(Saved data entries)
PR #54, opened 2019-04-05
Ux-408 Date picker component

allison-c:
### 🛠 Purpose

Date picker design doc: https://paper.dropbox.com/doc/Date-picker-and-Date-range-picker--AexDn0aJ2EN4Ia_x5G46DRewAg-sXyXSaCA60H08bFCSahsL

#### Next step:

- [ ] Adding short cut panel is the next step, this date picker is functional right now
- [x] Add tests

### 🖥 Screenshots
gif:
Jietu20190610-160751-HD-min

with locale: 
image

calendar itself:
image


allison-c:
> `react-date` from airbnb use css in js, so we wouldn't need to import `css` into our code.

They use `react-with-styles-interface-css` interface. If we want to use the same interface, we need to rebuild the CSS files for the calendar. Currently, I'm using the way they recommend in their doc,I feel the overrides are easier to understand.

packages/DatePicker/src/DatePicker.js
```diff
@@ -0,0 +1,166 @@
...
+import DateInput from "./components/DateInput/DateInput";
+
+import { CalendarStyles } from "./DatePicker.styles";
+import { getExtendedInputProps } from "./helpers";
+
+const propTypes = {
+  children: PropTypes.node,
+
+  /** Selected date in moment object. */
+  date: momentPropTypes.momentObj,
```
nahumzs: does this need to be a moment? cannot be a string? could you received a string and then parse with the format? so the consumer doesn't need to install moment in their side?

packages/DatePicker/src/components/DateInput/DateInput.js
```diff
@@ -0,0 +1,32 @@
+import PropTypes from "prop-types";
+
+import { ShirtSizes } from "@paprika/helpers/lib/customPropTypes";
+
+const propTypes = {
+  /** a11yText on the input. */
+  a11yText: PropTypes.string,
```
nahumzs: why do we need this @allison-c  couldn't we just extract the value from the input?  cc:
@mikrotron

packages/DatePicker/src/helpers.js
```diff
@@ -0,0 +1,13 @@
+import React from "react";
+
+export function getExtendedInputProps(children) {
```
nahumzs: I'm calling this `extractChildren` in the SidePanel and I think Alex suggested the same name in the ListBox PR so lets keep the same name?

packages/Icon/src/svg/Arrow-Left.svg
```diff
@@ -0,0 +1,17 @@
...
+    <desc>Created with Sketch.</desc>
+    <defs>
+        <path d="M10.5352592,17.313764 C11.3557957,18.1341953 12.6860293,18.1341953 13.5065658,17.313764 C16.4022373,14.4179878 22.5209125,8.29941846 22.5209125,8.29941846 L20.2924062,6.0709125 L12.020965,14.3424577 L3.74941876,6.0709125 L1.5209125,8.29941846 C1.5209125,8.29941846 7.63958768,14.4179878 10.5352592,17.313764 L10.5352592,17.313764 Z" id="path-1"></path>
+    </defs>
+    <g id="Symbols" stroke="none" stroke-width="1" fill="none" fill-rule="evenodd">
+        <g id="Arrow-Left">
+            <mask id="mask-2" fill="white">
+                <use xlink:href="#path-1"></use>
+            </mask>
+            <use id="🌈-Color" fill="#717171" transform="translate(12.020912, 12.000000) rotate(-270.000000) translate(-12.020912, -12.000000) " xlink:href="#path-1"></use>
```
nahumzs: 🌈-color?

nahumzs:
Please include at least basic test for Cypress and React-test-Library 🙏

packages/Icon/src/svg/Arrow-Left.svg
allison-c: Not sure why, but all icons' svg in `src` folder have this emoji id..

packages/DatePicker/src/DatePicker.js
allison-c: Sounds good! Does it mean we'll also output `string` instead of `momentObj` in `onChange` callback? or maybe output both?

nahumzs: yes! lets response with a string. I think they could parse to moment again, the consumer is passing the format from the beginning, so they might be able to do it by themselves without our help.

packages/Icon/src/svg/Arrow-Left.svg
nahumzs: 🤔 @mikrotron do you know something about this?

packages/DatePicker/src/DatePicker.js
alexzherdev: `react-dates` expects to be passed a moment object though. So we'll need to parse the date into moment, do we know how to do this correctly? (i.e. accounting for locale/format)

packages/DatePicker/package.json
```diff
@@ -0,0 +1,36 @@
...
+    "@paprika/popover": "^0.1.0",
+    "@paprika/stylers": "^0.1.0",
+    "@paprika/tokens": "^0.1.0",
+    "aphrodite": "^2.3.1",
+    "moment": "^2.24.0",
+    "prop-types": "^15.7.2",
+    "react-dates": "^20.1.0",
+    "react-moment-proptypes": "^1.6.0",
+    "react-with-styles": "^3.2.1",
+    "react-with-styles-interface-aphrodite": "^5.0.1"
```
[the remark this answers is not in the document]
allison-c: oh, thanks! I forgot to remove them

packages/DatePicker/src/components/Calendar/Calendar.js
```diff
@@ -0,0 +1,123 @@
+import React from "react";
+import PropTypes from "prop-types";
+import moment from "moment";
+import momentPropTypes from "react-moment-proptypes";
+
+import "react-dates/initialize";
+import { DayPickerSingleDateController as SDPController } from "react-dates";
+import "react-dates/lib/css/_datepicker.css";
```
alexzherdev: @nahumzs what do we do about the CSS dependency?

packages/DatePicker/DatePicker.cypress.js
```diff
@@ -0,0 +1,49 @@
+import moment from "moment";
+
+describe("<DatePicker />", () => {
+  const today = moment();
+  const targetDate = moment(today)
+    .add(1, "month")
+    .date(1);
+  it("should display calendar after clicking input", () => {
+    cy.visitStorybook("datepicker-cypress--datepicker-test");
+    cy.get('[data-qa-anchor="datepicker-input"]').should("not.have.value");
```
allison-c: I saw there's a helper function in side panel PR, will replace it later.

packages/DatePicker/src/DatePicker.js
allison-c: @alexzherdev I think @nahumzs 's idea is based on the format passed in or by the default format.

@nahumzs Sometimes the date format to display is different than the format used in the data flow. For example, the server requires date string in `YYYY-MM-DD` format, but UI requirement is displaying `DD/MM/YYYY` in the input. As the developer, I'll pass in `DD/MM/YYYY` in `format` prop like this: `<DatePicker format="DD/MM/YYYY">`. If the output in `onChange` function is string, I have to convert it to moment obj, and convert it back to server format string, that's two steps. So I still prefer return 2 types of date data in the `onChange` function.

packages/DatePicker/src/components/Calendar/Calendar.js
allison-c: If we want to get rid of any css files, I can move this 3rd party code into our `styles.js`

packages/DatePicker/src/DatePicker.js
nahumzs: One of the problem when using `momentPropTypes.momentObj` is that will yield is an invalid prop value if you pass `null` or `""` which is really annoying because something you can't control that. That's why I'm asking if it's possible to find a different way to avoid using momentPropTypes.momentObj at all. 

How would you mark that you want a `<DatePicker />` without a date?

nahumzs: I talked with @allison-c let's keep moment propTypes even if it's annoying that you can pass `data=""` as an empty string.

packages/DatePicker/src/components/Calendar/Calendar.js
nahumzs: we are not supporting it, let's move the css into a styles.js file. Let's keep the library 100% javascript friendly.

packages/DatePicker/src/components/DateInput/DateInput.js
allison-c: It's nice to provide the ability of customized aria-label.

packages/Icon/src/svg/Arrow-Left.svg
allison-c: How about we keep all of them for now, and clean up SVG files in a separate pr?

packages/DatePicker/src/components/DateInput/DateInput.js
mikrotron: I'm not sure it's intended to be used since this comonent isn't fully implemented yet, but since it will render an `<input>` and all inputs need a label, either a `<label>` (which we'd have to visually hide) or an `aria-label` attribute (which is simpler), this `a11yText` prop seems like an easy way to handle that.

packages/Icon/src/svg/Arrow-Left.svg
mikrotron: This looks like @pxsmith's handiwork.  It's coming from the exported Sketch files anyway.

packages/DatePicker/src/components/Calendar/Calendar.styles.js
```diff
@@ -0,0 +1,141 @@
...
+    top: 46px;
+
+    small {
+      ${stylers.fontSize(-1)};
+    }
+  }
+
+  .CalendarMonth_caption {
+    background-color: ${tokens.color.blackLighten80};
+    height: ${getNumber(tokens.space) * 4 + getNumber(tokens.space)}px;
```
mikrotron: Why not use `parseInt()`? 
Better yet, why not use `stylers.spacer(5)`?

packages/DatePicker/src/components/Calendar/Calendar.styles.js
```diff
@@ -0,0 +1,141 @@
...
+  .DayPickerNavigation_button:focus,
+  .DayPickerNavigation_button:active {
+    box-shadow: ${tokens.highlight.active.withBorder.boxShadow};
+    outline: none;
+  }
+
+  .CalendarMonth_table {
+    border: 0;
+    margin-bottom: 0;
+    margin-top: ${getNumber(tokens.space) * 4}px;
```
mikrotron: `stylers.spacer(4)`

packages/DatePicker/src/components/Calendar/Calendar.styles.js
```diff
@@ -0,0 +1,141 @@
...
+      font-weight: bold;
+    }
+
+    ${props.isSelected ? SelectedStyle : ""}
+    ${props.isToday ? TodayStyle : ""}
+  `;
+};
+
+export const CalendarHeaderStyled = styled.span`
+  font-size: ${stylers.spacer(2)};
```
mikrotron: 👎 `stylers.fontSize()`, please.

packages/DatePicker/src/components/Calendar/Calendar.styles.js
allison-c: I try to make the calculation more clear, but looks like should be ok just use `spacer(5)`, will remove `getNumber`!

packages/DatePicker/src/components/DateInput/DateInput.js
allison-c: `a11yText` will be passed into `<Input />` component. I can actually remove it here, and if developers still want it, they can still pass it into `<DatePicker.Input />`, it will still work.

mikrotron:
I have some trouble getting this to work as I would expect with only the keyboard.  Also, I'm not sure the formatting is being applied as described in the Pitch... shouldn't it show a `mm/dd/yyyy` format while in focus, but after blurring, apply formatting so it could look like `mmmm dd, yyyy`?

packages/DatePicker/stories/DatePicker.stories.js
```diff
@@ -0,0 +1,21 @@
...
+import { storiesOf } from "@storybook/react";
+import L10n from "@paprika/l10n";
+import Example from "./DatePickerExample";
+import DatePicker from "../src/DatePicker";
+
+storiesOf("DatePicker", module)
+  .add("DatePicker", () => <Example locale="en" />)
+  .add("DatePicker with locale", () => <Example locale="ja" />)
+  .add("DatePicker with initialDate", () => <Example initialDate={moment("2019-01-01")} />)
+  .add("DatePicker with DatePicker.Input", () => (
```
mikrotron: "DatePicker with format and DatePicker.Input" ?
(or maybe make two separate stories 🤷‍♂️ not a big deal for now though).

allison-c:
> I have some trouble getting this to work as I would expect with only the keyboard. Also, I'm not sure the formatting is being applied as described in the Pitch... shouldn't it show a `mm/dd/yyyy` format while in focus, but after blurring, apply formatting so it could look like `mmmm dd, yyyy`?

Thank you! I missed `enter` and `calendar should respond to typing in real time`. Will add `enter` in this PR. Predicting part is a little bit complex, I'd like to talk to designers see if they want the same behaviors as Google calendar(which doesn't error out anything).
I think we only formatting like `mmmm dd, yyyy` if the user typed somthing, if the user clicked a date on the calendar, we will skip formatting step, let me talk to designers as well.
Did you try only with keyboard? You should be able to type in though, or did you mean something else?

packages/DatePicker/stories/DatePicker.stories.js
allison-c: I can create a story and put format into knobs!

packages/DatePicker/src/components/Calendar/Calendar.js
```diff
@@ -0,0 +1,134 @@
...
+        hideKeyboardShortcutsPanel
+        daySize={30}
+        verticalBorderSpacing={0}
+        transitionDuration={0}
+        horizontalMonthPadding={0}
+        navPrev={renderArrowLeft()}
+        navNext={renderArrowRight()}
+        onPrevMonthClick={handleClickPrevMonth}
+        onNextMonthClick={handleClickNextMonth}
+        renderDayContents={renderDayContents}
```
mikrotron: This is a pretty long list of props where alphabetization might really help to find something specific or see if something is missing.

packages/DatePicker/stories/DatePicker.stories.js
mikrotron: In the next PR, I guess?

packages/DatePicker/src/components/Calendar/Calendar.js
allison-c: Talked in person, followed the order on `react-dates` document

packages/helpers/src/dom/isElementContainsFocus.js
```diff
@@ -0,0 +1,4 @@
+export default function isElementContainsFocus(element) {
```
mikrotron: `isElementFocussed` would read better.  But it's an internal name, not affecting the API, so let's update in the next PR.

WHAT THIS TASK INVOLVES: For the records above, count the lines that contain the word "document" and give only that number.

THE ANSWER: 2